Given information Start Marker
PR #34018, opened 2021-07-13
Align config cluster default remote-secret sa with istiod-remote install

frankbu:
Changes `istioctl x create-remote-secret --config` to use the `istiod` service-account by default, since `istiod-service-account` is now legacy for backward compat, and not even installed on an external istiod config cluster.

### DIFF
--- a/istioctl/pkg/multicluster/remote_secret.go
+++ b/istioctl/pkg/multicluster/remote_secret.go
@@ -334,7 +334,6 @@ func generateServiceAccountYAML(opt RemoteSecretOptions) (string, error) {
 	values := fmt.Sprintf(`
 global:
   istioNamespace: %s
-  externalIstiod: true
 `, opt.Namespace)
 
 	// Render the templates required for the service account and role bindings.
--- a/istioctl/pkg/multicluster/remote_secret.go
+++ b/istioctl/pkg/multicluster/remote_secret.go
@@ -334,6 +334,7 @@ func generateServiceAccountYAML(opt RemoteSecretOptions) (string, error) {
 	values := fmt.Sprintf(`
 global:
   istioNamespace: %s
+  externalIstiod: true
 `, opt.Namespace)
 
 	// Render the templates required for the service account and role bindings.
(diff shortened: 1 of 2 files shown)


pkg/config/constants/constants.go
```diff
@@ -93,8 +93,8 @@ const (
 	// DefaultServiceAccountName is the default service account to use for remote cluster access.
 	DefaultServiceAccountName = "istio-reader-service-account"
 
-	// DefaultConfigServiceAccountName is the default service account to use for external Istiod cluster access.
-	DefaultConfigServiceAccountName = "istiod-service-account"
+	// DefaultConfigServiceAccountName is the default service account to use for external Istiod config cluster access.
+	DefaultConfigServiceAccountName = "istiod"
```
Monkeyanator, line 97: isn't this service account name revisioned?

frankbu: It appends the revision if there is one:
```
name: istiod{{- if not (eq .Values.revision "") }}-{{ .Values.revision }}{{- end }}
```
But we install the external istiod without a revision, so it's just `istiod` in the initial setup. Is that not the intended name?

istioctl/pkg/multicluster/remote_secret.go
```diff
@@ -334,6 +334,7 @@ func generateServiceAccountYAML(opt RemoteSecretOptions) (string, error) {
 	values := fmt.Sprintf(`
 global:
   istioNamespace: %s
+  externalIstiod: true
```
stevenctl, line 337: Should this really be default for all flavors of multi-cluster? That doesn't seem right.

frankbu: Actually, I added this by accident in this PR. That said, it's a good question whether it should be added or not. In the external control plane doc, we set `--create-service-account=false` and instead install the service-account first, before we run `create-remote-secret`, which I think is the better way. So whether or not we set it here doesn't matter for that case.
Given information End Marker
Given information Start Marker
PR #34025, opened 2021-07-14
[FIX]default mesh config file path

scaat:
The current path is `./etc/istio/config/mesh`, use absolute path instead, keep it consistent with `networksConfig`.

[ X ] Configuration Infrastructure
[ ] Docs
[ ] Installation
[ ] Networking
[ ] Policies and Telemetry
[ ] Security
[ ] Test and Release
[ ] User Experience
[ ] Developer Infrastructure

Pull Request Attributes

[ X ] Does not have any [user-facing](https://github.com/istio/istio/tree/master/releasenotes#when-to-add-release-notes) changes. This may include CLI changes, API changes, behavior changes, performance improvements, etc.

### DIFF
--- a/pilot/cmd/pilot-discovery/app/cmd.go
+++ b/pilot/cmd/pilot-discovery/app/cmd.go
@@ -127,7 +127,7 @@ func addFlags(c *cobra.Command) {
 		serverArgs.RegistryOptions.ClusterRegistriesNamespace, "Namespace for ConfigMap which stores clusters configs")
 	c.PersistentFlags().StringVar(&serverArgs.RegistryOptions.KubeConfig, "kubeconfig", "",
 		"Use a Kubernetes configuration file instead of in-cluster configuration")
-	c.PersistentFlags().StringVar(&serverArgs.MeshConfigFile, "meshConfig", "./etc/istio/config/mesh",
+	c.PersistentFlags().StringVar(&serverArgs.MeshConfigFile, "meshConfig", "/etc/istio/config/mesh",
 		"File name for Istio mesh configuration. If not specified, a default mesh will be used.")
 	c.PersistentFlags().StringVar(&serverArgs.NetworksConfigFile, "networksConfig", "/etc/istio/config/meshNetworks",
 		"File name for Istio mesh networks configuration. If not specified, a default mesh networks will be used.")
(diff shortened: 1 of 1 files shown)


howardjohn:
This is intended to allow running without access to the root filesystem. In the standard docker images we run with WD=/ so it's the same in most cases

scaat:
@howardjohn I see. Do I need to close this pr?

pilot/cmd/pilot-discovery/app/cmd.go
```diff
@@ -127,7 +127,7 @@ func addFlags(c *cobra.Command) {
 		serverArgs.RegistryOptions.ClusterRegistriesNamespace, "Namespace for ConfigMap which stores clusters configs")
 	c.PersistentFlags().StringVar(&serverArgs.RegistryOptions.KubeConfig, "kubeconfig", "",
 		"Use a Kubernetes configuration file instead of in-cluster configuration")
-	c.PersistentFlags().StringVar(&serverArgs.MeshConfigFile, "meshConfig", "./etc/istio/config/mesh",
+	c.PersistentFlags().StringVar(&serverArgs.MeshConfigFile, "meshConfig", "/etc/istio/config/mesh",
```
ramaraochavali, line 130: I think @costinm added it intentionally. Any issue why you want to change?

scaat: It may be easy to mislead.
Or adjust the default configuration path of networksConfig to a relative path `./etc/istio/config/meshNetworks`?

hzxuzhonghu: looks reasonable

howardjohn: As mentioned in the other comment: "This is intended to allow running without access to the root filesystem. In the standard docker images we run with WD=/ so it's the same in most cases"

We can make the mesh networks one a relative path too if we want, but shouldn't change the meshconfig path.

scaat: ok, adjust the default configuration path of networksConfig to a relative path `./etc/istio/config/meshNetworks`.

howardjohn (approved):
Given information End Marker
Given information Start Marker
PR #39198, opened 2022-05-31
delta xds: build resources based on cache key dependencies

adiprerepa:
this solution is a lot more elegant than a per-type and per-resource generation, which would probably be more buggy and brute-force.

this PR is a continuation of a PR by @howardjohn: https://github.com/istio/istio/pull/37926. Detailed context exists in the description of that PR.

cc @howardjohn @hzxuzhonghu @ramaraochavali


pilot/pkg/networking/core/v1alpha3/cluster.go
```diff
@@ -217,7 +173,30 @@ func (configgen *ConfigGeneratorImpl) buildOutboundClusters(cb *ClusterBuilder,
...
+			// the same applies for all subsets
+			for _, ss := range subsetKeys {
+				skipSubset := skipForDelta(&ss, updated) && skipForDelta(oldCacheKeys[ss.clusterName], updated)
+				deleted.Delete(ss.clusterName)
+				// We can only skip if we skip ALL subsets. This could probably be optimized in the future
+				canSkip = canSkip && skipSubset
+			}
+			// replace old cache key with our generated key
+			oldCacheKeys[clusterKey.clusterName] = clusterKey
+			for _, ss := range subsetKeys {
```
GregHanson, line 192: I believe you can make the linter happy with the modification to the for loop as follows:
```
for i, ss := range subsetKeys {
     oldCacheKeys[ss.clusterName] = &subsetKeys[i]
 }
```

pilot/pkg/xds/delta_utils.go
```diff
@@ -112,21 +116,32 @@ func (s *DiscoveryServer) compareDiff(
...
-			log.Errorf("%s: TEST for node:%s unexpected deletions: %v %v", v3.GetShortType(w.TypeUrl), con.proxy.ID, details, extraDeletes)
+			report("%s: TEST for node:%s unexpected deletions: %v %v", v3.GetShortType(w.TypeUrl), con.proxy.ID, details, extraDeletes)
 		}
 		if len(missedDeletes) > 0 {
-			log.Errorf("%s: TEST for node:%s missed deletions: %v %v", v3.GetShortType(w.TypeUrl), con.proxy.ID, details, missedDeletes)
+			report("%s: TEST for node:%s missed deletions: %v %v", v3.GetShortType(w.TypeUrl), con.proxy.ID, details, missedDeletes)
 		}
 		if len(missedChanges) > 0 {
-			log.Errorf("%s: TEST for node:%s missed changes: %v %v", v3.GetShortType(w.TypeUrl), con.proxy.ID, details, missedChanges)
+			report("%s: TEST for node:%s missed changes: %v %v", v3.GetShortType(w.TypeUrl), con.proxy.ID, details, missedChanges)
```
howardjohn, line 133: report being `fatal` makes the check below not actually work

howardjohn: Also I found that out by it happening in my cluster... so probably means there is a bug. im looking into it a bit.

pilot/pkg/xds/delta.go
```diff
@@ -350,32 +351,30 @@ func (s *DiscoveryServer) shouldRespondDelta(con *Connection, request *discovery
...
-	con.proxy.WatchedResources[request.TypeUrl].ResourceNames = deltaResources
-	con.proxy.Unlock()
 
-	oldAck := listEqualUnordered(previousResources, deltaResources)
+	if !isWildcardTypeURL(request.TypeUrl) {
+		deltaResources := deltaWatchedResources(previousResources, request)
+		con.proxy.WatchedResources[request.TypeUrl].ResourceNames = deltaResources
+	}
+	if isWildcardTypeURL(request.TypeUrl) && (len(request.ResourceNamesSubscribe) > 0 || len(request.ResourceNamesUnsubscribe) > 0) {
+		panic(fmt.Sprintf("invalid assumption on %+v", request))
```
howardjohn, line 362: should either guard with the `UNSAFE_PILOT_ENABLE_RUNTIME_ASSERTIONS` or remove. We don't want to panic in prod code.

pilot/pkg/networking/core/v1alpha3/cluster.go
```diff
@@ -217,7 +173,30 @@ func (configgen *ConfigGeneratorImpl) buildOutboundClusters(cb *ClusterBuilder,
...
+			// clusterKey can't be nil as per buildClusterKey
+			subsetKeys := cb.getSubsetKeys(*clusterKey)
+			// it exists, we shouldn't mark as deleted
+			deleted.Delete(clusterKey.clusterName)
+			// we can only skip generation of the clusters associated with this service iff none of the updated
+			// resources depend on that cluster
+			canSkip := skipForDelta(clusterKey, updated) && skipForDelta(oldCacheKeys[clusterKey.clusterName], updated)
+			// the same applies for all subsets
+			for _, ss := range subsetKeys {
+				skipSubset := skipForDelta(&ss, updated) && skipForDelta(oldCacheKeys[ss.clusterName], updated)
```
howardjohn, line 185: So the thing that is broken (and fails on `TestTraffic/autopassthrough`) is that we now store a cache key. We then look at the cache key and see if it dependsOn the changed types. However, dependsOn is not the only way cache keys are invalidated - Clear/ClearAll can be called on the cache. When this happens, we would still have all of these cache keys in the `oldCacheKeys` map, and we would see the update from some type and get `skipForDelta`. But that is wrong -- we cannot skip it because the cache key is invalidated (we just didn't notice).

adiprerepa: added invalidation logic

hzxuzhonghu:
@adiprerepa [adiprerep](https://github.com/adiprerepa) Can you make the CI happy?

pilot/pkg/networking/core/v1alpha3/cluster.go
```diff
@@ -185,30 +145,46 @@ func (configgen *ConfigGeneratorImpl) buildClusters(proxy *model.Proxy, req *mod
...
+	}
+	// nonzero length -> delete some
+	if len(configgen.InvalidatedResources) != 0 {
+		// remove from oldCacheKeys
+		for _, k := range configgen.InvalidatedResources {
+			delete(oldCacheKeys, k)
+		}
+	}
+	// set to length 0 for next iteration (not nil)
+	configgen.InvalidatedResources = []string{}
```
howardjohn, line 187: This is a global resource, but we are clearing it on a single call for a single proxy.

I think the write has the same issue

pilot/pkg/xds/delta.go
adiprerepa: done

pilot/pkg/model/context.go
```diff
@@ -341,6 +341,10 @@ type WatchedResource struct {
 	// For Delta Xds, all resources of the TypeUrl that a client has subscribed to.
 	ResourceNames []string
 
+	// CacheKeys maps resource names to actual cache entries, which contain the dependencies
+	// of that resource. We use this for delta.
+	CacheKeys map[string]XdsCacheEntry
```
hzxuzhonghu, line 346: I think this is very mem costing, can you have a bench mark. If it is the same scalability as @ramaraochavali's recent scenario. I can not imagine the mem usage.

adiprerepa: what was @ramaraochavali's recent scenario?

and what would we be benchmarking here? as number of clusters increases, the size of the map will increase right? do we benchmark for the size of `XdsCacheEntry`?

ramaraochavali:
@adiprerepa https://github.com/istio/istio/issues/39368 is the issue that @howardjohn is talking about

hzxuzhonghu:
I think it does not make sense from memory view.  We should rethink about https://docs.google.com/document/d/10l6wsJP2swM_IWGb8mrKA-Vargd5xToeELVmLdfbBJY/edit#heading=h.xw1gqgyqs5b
Given information End Marker
Your reply must consist solely of the number of lines in the listing above that include the word "used".

2